— What is being asked —
Output nothing but the lines from the first line of the entries to the line with "PR #592, opened 2024-04-05", inclusive, exactly as they read.

[Saved data entries]
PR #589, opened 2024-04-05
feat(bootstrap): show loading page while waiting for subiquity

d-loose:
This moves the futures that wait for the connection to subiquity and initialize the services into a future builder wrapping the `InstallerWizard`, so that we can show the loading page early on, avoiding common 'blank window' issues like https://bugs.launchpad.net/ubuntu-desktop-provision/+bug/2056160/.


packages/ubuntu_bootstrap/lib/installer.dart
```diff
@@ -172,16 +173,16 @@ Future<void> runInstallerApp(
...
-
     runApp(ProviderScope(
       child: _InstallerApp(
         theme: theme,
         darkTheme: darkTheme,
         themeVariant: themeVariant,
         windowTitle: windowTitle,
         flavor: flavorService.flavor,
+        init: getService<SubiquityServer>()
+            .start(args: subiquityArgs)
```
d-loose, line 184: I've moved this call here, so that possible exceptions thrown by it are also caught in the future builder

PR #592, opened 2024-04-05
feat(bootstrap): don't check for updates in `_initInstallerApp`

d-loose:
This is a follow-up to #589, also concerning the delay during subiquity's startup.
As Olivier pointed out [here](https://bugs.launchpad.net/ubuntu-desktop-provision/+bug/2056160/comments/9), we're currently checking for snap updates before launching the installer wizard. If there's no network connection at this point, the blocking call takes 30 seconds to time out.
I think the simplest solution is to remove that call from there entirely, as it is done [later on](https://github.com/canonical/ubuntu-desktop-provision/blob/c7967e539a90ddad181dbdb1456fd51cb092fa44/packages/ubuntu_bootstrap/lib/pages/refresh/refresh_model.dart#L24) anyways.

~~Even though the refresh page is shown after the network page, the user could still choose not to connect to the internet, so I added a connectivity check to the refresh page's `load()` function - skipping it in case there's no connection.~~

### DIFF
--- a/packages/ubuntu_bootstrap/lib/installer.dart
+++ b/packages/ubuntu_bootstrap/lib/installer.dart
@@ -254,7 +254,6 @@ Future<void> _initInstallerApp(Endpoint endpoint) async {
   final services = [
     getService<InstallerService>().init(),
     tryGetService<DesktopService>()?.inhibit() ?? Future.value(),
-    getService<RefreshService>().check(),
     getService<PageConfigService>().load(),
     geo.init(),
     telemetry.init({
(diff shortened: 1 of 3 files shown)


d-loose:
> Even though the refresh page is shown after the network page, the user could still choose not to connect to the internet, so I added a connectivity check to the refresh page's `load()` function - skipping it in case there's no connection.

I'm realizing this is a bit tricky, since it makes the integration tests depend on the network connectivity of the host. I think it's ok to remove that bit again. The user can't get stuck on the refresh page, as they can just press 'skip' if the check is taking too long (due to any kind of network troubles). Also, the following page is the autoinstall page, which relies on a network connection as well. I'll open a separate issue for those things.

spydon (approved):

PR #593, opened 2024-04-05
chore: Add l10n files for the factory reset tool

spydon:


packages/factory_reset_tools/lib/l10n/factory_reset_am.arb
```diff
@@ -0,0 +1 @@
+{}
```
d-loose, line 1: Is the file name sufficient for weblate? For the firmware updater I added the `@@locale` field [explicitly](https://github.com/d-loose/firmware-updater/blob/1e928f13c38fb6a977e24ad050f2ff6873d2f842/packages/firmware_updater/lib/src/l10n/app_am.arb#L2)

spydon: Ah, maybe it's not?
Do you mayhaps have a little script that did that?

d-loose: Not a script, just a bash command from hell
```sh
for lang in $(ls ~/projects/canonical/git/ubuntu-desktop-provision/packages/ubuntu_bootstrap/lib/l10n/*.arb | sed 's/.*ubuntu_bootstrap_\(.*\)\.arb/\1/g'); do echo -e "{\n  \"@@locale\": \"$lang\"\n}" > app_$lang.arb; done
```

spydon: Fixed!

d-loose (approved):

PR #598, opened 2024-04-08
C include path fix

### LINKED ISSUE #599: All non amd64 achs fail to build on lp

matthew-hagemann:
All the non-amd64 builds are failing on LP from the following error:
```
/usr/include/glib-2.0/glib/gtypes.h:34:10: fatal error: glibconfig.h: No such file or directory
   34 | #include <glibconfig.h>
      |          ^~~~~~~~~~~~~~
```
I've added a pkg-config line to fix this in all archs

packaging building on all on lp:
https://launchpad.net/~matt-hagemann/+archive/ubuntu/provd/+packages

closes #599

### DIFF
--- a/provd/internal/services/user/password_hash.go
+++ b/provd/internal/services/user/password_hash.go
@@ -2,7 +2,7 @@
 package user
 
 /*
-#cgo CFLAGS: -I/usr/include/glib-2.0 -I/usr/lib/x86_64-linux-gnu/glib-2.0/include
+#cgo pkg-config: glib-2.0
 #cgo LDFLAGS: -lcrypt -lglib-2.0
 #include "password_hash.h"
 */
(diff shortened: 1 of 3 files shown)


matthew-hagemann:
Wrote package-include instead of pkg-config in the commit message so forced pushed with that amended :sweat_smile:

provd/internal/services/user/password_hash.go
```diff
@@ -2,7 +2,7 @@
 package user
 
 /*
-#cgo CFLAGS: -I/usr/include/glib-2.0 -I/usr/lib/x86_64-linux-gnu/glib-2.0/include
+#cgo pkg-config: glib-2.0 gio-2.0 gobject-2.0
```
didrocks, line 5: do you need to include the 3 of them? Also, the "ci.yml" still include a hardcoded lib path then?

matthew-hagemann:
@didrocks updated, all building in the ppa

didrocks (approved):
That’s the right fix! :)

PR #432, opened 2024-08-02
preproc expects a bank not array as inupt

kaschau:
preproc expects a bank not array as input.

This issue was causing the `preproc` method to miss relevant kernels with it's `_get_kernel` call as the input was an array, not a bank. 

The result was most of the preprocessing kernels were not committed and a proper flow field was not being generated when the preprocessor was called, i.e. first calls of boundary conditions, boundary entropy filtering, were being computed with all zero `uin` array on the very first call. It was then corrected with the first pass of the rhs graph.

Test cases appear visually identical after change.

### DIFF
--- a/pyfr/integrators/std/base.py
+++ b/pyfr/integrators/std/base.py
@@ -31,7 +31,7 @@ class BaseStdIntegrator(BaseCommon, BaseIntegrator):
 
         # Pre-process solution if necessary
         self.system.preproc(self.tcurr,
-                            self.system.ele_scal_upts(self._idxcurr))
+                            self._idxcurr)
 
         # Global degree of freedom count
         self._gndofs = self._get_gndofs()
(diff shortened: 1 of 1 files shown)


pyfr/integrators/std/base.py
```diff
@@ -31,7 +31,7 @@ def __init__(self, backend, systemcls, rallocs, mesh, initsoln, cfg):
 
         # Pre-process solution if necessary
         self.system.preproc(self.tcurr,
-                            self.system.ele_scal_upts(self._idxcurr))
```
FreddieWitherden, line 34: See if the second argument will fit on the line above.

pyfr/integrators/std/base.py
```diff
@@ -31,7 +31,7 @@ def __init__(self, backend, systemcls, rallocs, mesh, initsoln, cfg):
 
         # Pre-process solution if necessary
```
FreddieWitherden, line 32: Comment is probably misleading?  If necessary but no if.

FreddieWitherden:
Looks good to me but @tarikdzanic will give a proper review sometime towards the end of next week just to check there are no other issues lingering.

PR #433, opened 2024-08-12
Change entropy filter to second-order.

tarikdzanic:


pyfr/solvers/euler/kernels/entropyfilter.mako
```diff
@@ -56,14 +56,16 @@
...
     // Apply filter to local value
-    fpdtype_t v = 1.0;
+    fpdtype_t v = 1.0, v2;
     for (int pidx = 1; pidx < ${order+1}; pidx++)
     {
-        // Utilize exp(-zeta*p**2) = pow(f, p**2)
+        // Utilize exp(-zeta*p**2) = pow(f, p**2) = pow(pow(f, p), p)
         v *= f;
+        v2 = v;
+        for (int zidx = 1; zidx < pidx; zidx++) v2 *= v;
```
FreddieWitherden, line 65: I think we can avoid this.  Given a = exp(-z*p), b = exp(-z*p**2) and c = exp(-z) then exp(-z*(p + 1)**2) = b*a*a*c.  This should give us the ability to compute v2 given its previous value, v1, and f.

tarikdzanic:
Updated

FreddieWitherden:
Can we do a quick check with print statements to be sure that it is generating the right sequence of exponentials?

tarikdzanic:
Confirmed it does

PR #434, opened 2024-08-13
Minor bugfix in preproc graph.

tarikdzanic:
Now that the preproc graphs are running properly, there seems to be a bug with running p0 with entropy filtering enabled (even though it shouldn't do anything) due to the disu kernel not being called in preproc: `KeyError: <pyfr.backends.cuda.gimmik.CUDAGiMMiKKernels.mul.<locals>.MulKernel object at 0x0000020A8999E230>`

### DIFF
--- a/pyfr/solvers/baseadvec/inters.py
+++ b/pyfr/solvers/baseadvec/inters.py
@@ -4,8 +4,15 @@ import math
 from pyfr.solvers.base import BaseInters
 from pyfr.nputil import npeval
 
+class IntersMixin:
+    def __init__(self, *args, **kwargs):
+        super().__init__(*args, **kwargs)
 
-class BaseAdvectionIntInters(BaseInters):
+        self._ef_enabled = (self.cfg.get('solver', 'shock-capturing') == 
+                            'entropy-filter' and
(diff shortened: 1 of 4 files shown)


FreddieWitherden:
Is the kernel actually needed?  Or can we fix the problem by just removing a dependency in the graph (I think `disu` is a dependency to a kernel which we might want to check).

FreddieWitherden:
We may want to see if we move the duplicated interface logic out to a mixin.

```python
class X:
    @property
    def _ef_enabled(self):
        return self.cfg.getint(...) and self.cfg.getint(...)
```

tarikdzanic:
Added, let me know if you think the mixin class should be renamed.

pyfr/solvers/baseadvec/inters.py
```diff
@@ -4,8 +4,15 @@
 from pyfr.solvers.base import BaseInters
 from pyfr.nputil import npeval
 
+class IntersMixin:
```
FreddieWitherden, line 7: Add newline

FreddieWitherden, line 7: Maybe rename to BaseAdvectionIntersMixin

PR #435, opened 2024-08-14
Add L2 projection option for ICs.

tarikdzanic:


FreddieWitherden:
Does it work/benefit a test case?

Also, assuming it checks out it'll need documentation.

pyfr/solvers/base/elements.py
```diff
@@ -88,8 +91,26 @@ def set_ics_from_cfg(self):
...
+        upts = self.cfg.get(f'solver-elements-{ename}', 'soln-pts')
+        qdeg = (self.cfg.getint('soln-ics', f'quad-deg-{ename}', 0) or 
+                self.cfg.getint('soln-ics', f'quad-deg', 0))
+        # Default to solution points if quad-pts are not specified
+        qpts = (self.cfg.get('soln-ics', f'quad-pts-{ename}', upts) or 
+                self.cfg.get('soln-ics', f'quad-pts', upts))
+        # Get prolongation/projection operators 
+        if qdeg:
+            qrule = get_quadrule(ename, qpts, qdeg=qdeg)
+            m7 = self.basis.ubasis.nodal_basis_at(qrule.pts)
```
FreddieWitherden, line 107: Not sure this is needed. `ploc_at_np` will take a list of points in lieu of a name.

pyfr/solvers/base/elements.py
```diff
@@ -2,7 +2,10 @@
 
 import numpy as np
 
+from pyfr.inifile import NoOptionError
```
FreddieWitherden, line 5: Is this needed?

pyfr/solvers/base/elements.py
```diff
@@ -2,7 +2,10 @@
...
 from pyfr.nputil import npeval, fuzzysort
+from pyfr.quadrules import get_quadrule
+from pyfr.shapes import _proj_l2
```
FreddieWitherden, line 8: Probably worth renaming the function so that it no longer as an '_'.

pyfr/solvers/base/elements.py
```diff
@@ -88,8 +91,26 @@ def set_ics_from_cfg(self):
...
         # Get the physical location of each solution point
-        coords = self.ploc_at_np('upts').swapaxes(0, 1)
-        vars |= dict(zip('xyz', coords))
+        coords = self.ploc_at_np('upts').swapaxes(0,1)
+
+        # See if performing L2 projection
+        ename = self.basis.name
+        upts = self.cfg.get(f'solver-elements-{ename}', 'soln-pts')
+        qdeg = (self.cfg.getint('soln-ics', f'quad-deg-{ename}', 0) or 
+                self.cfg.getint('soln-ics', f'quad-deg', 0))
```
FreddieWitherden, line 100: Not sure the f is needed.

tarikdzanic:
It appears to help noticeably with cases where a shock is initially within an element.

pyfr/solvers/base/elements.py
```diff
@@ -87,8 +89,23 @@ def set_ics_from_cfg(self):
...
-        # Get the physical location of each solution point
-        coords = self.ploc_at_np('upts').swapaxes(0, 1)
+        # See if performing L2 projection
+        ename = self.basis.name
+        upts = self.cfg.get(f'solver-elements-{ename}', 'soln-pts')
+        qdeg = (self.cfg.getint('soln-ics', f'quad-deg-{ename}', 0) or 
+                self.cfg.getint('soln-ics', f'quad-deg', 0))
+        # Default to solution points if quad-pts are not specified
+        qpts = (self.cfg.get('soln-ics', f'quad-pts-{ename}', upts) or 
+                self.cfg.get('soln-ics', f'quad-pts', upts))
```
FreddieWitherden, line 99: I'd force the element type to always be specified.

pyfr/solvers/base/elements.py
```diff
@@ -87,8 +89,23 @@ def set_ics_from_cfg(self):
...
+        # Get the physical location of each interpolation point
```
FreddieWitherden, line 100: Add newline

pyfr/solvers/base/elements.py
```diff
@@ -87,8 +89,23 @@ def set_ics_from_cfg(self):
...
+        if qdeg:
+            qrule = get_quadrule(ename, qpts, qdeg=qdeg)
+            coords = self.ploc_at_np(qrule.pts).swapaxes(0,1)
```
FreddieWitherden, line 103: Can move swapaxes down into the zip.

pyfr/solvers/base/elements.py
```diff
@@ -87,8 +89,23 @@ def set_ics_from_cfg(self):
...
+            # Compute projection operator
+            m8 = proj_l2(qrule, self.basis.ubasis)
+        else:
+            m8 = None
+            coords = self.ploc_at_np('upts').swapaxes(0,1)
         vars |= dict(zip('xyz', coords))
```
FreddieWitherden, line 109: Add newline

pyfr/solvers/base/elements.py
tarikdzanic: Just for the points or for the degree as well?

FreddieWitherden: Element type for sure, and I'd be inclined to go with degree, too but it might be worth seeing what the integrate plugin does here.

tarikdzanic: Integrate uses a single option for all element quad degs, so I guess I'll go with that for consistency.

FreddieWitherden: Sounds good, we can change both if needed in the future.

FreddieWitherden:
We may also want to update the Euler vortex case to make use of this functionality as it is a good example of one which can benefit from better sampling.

— Answer to the problem —
PR #589, opened 2024-04-05
feat(bootstrap): show loading page while waiting for subiquity

d-loose:
This moves the futures that wait for the connection to subiquity and initialize the services into a future builder wrapping the `InstallerWizard`, so that we can show the loading page early on, avoiding common 'blank window' issues like https://bugs.launchpad.net/ubuntu-desktop-provision/+bug/2056160/.


packages/ubuntu_bootstrap/lib/installer.dart
```diff
@@ -172,16 +173,16 @@ Future<void> runInstallerApp(
...
-
     runApp(ProviderScope(
       child: _InstallerApp(
         theme: theme,
         darkTheme: darkTheme,
         themeVariant: themeVariant,
         windowTitle: windowTitle,
         flavor: flavorService.flavor,
+        init: getService<SubiquityServer>()
+            .start(args: subiquityArgs)
```
d-loose, line 184: I've moved this call here, so that possible exceptions thrown by it are also caught in the future builder

PR #592, opened 2024-04-05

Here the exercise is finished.